NBA Draft: 2013 historical redraft shows vast differences
By Phil Watson
Actual selection: Otto Porter, SF, Georgetown
This draft was so long ago that CJ McCollum was still known to all of us as C.J. McCollum (those of us who have to pay attention to where the periods are and are not, that is). Would the Washington Wizards have gone shooting guard in back-to-back years, having taken Bradley Beal in 2012? Maybe not, but it was Ernie Grunfeld, which meant anything was possible.
McCollum’s stock took a bit of a hit after being limited to just 12 games as a senior at Lehigh due to a broken foot, an injury that plagued him well into his rookie year with the Portland Trail Blazers after he was taken with the 10th overall pick.
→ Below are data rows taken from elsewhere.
PR #70757, opened 2021-07-13
[BUG-3052] Updating Ecolink URL

AaronHuus:
Old URL caused a mismatch in SSL ciphers and updating to api.ecobee.com resolved the issue.

### DIFF
--- a/smartapps/smartthings/ecobee-connect.src/ecobee-connect.groovy
+++ b/smartapps/smartthings/ecobee-connect.src/ecobee-connect.groovy
@@ -201,7 +201,7 @@ def callback() {
 			redirect_uri: callbackUrl
 		]
 
-		def tokenUrl = "https://www.ecobee.com/home/token?${toQueryString(tokenParams)}"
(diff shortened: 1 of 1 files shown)


smartapps/smartthings/ecobee-connect.src/ecobee-connect.groovy
```diff
@@ -201,7 +201,7 @@ def callback() {
 			redirect_uri: callbackUrl
 		]
 
-		def tokenUrl = "https://www.ecobee.com/home/token?${toQueryString(tokenParams)}"
+		def tokenUrl = "https://api.ecobee.com/home/token?${toQueryString(tokenParams)}"
```
marstorp: since this is the same API uri that is used in other places, e.g. L187,  could we use that instead of a hard coded version?
i.e. def tokenUrl = "${apiEndpoint}/home/token?${toQueryString(tokenParams)}"

nathankooistra (approved):

marstorp (approved):
LGTM ⛵IT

But McCollum, who played only 38 games and 476 minutes in 2013-14, emerged as a rotational reserve the next year and has been a starter and a 20-point-a-night scorer since his third NBA campaign in 2015-16, when he was named Most Improved Player.
Porter similarly took some time to grow into his role in Washington, playing 37 games and 319 as a rookie, becoming a reserve in the rotation in 2014-15 and a starter in 2015-16.
But while Porter developed into a solid complementary piece, he’s never approached McCollum’s level of production and he’s also coming back from a serious foot problem of his own that sidelined him much of this truncated 2019-20 season.
If nothing else, having McCollum and Beal would have given Grunfeld a surplus of backcourt shooting to deal from. Not that, you know, he would have gotten the trade right or anything, but theoretically, it could have given the Wizards assets from which to build.